-- THE INPUT follows --
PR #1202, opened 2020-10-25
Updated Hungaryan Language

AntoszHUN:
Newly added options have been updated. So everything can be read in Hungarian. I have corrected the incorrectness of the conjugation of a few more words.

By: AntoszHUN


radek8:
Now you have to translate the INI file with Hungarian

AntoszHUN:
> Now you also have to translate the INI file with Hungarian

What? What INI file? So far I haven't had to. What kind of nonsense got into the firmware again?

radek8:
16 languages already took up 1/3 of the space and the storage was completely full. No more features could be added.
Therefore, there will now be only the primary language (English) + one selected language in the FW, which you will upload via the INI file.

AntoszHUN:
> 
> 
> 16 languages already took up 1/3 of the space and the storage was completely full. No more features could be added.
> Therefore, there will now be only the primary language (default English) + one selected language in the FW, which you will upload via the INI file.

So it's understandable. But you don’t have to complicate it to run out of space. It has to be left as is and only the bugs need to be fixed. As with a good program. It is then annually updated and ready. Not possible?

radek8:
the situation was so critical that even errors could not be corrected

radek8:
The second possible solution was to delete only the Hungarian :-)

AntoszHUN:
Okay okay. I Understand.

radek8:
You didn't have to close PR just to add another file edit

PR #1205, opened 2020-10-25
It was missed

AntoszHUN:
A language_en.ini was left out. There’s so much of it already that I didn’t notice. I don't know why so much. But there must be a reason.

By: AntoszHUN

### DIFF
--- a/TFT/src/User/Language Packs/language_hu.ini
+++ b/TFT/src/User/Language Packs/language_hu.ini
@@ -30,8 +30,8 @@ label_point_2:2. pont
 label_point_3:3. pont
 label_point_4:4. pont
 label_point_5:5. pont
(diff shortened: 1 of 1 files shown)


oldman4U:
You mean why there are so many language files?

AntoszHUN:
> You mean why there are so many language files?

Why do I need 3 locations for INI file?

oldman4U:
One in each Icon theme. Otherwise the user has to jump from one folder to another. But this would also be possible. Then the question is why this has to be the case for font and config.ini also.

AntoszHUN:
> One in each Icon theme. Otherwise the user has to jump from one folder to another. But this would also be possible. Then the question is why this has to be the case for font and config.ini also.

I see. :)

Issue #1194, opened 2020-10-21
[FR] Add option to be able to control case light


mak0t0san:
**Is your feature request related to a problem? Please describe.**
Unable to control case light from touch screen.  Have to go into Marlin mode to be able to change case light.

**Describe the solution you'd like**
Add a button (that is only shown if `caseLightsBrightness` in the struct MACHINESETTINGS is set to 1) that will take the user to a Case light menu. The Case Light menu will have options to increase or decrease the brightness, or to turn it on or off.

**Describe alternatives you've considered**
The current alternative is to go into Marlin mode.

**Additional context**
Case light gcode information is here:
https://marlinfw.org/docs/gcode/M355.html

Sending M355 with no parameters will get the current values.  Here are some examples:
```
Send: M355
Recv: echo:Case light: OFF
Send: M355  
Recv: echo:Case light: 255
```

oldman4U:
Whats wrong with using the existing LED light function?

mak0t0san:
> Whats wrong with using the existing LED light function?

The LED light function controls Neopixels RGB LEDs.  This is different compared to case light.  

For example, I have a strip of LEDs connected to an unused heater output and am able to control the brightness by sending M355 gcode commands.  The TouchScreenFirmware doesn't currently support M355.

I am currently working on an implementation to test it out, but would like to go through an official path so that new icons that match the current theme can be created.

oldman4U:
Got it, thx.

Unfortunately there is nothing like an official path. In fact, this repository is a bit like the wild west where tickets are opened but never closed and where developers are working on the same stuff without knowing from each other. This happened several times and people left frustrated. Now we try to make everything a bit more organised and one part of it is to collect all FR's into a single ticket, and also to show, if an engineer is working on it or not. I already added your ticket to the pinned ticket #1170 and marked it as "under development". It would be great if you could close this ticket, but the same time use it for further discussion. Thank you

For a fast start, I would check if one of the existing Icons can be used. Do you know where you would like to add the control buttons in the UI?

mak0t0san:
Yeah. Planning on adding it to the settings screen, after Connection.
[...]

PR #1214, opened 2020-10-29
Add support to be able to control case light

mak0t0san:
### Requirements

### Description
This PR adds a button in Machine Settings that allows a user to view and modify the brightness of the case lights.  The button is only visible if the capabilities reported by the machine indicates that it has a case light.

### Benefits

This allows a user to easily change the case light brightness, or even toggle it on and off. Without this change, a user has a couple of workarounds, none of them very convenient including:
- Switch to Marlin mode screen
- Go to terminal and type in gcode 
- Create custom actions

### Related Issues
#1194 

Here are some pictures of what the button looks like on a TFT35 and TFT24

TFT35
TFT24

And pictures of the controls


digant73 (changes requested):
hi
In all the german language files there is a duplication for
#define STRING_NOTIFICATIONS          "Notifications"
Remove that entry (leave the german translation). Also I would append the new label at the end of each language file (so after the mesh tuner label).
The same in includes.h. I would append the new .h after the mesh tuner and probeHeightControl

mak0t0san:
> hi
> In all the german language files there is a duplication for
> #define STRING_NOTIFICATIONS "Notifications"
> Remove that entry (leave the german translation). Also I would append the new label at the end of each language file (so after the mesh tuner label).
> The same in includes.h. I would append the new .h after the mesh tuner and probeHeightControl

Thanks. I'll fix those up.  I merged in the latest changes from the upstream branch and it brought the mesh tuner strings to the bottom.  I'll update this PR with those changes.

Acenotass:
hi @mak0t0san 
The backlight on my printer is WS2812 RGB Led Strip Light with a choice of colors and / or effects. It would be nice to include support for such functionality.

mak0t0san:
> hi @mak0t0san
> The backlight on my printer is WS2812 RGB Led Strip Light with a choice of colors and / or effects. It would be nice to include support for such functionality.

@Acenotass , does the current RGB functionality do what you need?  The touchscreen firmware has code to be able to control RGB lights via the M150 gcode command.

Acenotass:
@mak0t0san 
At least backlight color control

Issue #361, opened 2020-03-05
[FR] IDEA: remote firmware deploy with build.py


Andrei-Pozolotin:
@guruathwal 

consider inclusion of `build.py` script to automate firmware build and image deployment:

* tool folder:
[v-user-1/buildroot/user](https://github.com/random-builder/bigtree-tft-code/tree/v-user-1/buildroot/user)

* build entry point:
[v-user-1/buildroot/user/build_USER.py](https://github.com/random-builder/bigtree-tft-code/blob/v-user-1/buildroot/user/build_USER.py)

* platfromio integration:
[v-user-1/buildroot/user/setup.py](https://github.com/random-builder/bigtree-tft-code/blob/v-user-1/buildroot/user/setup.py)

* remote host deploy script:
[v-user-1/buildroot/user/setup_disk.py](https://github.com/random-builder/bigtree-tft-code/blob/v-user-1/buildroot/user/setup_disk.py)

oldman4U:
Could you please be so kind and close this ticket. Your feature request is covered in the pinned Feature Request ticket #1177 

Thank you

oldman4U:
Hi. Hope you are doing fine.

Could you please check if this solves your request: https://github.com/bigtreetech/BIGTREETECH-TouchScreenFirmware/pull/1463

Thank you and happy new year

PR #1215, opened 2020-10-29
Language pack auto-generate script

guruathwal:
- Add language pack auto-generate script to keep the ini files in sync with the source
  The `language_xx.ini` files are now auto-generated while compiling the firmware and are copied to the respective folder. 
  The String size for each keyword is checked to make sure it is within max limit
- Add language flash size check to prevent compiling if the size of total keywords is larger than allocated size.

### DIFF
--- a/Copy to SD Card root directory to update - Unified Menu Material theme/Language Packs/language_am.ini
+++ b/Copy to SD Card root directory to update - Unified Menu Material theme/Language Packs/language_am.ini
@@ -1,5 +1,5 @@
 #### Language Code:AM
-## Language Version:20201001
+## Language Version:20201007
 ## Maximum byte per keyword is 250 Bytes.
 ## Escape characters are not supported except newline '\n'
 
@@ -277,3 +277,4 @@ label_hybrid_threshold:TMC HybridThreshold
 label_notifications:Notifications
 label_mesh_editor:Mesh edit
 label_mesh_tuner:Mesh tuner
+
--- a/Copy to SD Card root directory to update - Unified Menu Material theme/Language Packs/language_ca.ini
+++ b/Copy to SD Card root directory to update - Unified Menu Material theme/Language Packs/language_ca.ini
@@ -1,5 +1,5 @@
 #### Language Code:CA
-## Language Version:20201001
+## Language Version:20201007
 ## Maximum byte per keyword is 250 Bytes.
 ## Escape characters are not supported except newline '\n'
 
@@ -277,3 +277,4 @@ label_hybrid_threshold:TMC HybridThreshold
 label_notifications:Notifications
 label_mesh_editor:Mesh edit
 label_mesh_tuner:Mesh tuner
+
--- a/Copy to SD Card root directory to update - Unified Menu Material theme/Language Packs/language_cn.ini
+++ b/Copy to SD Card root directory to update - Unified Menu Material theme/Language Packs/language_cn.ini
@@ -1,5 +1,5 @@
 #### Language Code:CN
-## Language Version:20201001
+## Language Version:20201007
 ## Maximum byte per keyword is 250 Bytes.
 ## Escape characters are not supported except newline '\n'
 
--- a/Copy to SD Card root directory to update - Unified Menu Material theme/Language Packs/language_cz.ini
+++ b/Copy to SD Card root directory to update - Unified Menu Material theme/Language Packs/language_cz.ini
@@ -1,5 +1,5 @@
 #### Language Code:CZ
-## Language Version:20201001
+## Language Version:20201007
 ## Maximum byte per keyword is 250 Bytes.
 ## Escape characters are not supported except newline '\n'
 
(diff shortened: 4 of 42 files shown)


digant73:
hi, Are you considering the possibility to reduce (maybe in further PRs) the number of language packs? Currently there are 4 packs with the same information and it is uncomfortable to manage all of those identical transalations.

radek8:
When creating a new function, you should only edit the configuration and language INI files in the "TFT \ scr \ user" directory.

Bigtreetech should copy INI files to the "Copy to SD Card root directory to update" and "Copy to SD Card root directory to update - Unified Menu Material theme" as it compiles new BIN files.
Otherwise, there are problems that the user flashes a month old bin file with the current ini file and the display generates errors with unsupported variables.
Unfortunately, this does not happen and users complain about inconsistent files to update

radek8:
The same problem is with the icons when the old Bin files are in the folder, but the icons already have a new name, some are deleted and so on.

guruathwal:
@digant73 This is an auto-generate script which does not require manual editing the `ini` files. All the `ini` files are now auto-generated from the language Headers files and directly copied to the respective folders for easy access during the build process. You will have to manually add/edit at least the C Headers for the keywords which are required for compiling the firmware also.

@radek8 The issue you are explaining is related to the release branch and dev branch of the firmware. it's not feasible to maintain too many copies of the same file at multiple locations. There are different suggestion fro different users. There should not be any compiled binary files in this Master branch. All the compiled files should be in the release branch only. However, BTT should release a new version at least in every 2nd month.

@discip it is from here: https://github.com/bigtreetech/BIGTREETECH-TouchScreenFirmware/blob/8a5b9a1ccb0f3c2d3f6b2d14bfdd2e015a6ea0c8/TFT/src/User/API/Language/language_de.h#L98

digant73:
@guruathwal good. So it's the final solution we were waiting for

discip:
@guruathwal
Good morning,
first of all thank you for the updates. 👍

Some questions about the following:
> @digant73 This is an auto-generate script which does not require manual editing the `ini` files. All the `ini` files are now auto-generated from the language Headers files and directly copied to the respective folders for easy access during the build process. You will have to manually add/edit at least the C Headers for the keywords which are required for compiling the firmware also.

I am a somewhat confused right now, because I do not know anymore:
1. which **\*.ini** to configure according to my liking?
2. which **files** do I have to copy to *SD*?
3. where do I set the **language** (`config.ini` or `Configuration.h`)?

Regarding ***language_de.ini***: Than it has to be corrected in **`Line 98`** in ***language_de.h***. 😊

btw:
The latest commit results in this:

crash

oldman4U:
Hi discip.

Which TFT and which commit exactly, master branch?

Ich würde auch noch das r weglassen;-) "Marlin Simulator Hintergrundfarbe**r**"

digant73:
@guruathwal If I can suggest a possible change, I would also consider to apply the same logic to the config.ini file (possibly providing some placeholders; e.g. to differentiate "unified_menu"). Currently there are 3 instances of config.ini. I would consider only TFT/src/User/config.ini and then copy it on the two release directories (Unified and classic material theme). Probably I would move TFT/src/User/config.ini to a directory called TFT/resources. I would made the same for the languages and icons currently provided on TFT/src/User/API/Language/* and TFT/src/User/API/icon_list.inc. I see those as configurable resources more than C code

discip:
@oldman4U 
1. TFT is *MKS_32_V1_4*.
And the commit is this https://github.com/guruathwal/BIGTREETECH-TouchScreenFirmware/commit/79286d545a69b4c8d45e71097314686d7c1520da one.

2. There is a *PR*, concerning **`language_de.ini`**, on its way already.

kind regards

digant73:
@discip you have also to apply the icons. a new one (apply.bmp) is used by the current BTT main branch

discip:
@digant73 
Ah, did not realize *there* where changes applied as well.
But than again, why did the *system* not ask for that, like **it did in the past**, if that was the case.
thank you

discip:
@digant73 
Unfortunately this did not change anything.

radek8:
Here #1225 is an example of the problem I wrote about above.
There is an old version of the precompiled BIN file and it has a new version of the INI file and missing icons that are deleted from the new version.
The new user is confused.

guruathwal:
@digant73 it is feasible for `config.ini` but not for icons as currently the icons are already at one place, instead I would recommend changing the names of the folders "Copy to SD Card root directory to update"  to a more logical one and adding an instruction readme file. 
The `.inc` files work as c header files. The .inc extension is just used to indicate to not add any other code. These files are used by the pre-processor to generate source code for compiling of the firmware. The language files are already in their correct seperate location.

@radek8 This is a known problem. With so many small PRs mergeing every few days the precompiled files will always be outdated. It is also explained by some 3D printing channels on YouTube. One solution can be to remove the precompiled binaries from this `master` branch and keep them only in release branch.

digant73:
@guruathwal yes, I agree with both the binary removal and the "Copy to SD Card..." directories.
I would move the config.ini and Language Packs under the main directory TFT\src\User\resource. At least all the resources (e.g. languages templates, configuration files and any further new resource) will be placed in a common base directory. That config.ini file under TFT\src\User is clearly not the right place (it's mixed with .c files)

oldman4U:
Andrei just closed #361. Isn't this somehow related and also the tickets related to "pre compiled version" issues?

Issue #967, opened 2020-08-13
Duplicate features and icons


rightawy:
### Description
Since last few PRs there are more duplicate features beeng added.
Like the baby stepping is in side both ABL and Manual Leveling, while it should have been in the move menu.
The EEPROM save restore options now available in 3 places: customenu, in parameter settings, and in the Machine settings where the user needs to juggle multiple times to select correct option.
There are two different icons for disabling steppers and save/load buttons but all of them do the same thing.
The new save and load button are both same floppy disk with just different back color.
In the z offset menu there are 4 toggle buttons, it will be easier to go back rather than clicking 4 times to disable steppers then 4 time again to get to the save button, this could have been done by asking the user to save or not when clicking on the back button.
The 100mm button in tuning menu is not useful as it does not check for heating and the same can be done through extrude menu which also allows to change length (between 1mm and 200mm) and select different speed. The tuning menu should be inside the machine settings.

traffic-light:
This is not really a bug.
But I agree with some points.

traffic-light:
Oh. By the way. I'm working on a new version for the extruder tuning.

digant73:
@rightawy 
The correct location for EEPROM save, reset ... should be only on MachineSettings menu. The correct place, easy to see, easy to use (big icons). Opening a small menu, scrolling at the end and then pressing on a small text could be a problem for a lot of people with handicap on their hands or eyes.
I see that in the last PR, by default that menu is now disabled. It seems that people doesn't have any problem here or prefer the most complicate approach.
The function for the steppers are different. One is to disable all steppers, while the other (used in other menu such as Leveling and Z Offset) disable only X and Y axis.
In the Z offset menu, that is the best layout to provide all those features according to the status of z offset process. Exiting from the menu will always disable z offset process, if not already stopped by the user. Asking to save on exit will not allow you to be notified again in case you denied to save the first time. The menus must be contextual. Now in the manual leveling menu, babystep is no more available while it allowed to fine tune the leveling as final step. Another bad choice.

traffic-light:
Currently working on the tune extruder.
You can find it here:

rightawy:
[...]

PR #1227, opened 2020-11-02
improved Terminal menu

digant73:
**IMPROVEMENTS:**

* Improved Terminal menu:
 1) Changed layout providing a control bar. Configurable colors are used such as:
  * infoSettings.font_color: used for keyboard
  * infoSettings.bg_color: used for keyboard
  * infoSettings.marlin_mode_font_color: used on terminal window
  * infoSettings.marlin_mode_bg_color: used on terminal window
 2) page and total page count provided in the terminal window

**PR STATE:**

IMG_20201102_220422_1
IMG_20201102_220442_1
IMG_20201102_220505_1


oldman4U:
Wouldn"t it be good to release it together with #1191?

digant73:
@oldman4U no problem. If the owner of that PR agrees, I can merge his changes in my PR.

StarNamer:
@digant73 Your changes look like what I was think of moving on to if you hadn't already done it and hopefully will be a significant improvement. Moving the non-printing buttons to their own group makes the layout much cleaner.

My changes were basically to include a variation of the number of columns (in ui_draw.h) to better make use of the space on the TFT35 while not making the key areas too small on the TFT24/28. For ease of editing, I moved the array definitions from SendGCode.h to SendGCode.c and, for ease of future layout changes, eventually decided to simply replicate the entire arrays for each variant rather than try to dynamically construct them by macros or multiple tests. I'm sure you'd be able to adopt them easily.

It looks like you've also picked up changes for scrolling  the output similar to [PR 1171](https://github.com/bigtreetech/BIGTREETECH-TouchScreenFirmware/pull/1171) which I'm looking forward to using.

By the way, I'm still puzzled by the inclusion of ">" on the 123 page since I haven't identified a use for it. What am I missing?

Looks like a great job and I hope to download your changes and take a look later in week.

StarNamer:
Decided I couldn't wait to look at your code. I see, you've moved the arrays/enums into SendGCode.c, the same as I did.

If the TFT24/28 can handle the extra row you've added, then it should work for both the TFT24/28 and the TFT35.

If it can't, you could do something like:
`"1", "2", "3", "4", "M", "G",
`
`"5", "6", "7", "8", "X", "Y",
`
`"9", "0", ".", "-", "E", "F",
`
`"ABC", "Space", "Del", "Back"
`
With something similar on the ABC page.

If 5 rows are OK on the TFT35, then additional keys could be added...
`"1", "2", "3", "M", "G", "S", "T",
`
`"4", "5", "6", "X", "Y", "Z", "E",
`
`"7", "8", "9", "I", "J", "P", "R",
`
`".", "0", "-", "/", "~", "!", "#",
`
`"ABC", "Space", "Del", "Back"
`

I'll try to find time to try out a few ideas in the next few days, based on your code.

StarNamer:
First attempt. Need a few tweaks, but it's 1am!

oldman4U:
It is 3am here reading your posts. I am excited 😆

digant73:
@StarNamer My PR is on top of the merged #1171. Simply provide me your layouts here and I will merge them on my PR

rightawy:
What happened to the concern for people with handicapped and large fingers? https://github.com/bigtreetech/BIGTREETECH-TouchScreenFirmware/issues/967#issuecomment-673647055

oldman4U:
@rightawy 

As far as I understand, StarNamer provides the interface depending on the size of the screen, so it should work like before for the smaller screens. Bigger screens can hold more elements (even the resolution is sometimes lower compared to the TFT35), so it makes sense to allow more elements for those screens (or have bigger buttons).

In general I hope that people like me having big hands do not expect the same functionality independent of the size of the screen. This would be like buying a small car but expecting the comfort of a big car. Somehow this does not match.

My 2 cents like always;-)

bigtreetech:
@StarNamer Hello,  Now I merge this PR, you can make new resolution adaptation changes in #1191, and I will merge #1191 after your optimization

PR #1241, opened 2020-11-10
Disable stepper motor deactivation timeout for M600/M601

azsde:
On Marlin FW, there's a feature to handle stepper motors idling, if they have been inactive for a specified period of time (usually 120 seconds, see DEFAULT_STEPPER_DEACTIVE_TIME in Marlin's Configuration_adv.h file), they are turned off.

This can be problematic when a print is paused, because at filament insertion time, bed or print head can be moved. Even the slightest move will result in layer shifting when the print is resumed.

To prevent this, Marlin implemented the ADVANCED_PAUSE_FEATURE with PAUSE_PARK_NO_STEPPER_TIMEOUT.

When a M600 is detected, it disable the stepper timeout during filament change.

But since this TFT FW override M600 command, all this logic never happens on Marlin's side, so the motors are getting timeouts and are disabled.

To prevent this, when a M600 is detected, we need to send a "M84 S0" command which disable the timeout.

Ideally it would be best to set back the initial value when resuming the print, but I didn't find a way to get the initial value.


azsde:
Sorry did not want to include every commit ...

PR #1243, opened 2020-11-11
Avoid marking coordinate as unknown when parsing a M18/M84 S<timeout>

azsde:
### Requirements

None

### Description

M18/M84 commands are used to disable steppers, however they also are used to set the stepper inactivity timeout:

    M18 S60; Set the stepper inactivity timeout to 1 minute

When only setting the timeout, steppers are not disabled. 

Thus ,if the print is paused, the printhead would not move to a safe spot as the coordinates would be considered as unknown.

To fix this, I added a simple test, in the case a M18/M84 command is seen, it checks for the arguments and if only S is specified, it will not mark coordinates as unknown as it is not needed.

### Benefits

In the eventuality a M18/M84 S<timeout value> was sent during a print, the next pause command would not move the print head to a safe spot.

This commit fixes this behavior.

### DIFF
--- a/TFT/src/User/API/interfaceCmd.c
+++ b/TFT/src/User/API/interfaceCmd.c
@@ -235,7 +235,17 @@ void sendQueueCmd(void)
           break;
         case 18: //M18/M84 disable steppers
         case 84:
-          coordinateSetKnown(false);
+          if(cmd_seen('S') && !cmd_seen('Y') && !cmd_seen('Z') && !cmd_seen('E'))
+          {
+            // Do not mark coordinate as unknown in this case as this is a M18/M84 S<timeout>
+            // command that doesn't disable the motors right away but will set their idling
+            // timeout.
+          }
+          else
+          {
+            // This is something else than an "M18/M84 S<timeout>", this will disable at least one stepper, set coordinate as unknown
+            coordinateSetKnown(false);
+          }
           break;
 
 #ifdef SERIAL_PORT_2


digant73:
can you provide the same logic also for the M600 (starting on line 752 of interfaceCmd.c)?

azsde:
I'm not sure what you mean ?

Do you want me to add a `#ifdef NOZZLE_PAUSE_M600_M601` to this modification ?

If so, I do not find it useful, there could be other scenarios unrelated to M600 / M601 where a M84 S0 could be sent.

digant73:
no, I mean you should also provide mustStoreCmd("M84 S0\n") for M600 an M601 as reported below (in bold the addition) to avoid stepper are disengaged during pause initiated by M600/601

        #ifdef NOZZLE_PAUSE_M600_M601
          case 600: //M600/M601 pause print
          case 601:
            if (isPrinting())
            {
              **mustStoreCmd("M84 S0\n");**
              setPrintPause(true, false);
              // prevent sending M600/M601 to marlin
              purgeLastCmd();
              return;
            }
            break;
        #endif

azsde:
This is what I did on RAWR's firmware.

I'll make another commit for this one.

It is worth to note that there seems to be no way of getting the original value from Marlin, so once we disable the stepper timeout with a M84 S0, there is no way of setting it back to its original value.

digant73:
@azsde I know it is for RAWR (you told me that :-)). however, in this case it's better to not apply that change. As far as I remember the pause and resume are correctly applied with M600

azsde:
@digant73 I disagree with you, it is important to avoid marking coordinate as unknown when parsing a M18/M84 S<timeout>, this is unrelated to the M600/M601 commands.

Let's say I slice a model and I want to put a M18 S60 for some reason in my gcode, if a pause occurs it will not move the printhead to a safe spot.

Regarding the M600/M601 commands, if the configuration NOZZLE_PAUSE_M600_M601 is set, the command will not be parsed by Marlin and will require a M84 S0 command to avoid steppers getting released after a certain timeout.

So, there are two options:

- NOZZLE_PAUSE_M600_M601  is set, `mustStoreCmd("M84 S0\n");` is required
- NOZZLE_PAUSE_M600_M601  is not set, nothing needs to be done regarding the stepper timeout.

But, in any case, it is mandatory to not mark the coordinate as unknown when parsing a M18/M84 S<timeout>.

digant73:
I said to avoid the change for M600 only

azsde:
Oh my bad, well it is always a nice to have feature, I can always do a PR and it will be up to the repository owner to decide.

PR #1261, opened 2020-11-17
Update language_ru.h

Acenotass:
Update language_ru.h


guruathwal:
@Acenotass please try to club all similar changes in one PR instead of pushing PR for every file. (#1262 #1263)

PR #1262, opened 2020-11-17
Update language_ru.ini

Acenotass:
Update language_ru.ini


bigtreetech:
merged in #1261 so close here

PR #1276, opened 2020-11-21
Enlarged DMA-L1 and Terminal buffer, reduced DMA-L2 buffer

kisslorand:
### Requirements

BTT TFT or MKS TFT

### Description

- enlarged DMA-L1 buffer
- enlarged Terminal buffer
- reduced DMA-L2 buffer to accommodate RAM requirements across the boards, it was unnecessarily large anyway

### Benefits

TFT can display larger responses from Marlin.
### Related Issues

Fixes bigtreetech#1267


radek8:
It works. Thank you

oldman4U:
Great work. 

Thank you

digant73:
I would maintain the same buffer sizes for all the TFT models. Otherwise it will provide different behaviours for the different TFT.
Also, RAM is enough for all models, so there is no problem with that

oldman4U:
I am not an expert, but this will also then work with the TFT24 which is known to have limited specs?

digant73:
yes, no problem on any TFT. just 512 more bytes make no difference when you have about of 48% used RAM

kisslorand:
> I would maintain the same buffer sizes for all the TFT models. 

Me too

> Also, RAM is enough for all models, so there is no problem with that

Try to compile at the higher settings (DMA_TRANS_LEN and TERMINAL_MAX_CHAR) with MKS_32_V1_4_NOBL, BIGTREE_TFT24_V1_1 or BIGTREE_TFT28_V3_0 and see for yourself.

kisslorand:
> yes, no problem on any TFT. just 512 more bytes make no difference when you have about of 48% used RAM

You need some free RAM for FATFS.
-- THE INPUT concluded --
PROBLEM: In how many lines of the data does the word "append" appear? Respond with the number and nothing more.

EXERCISE SOLUTION: 4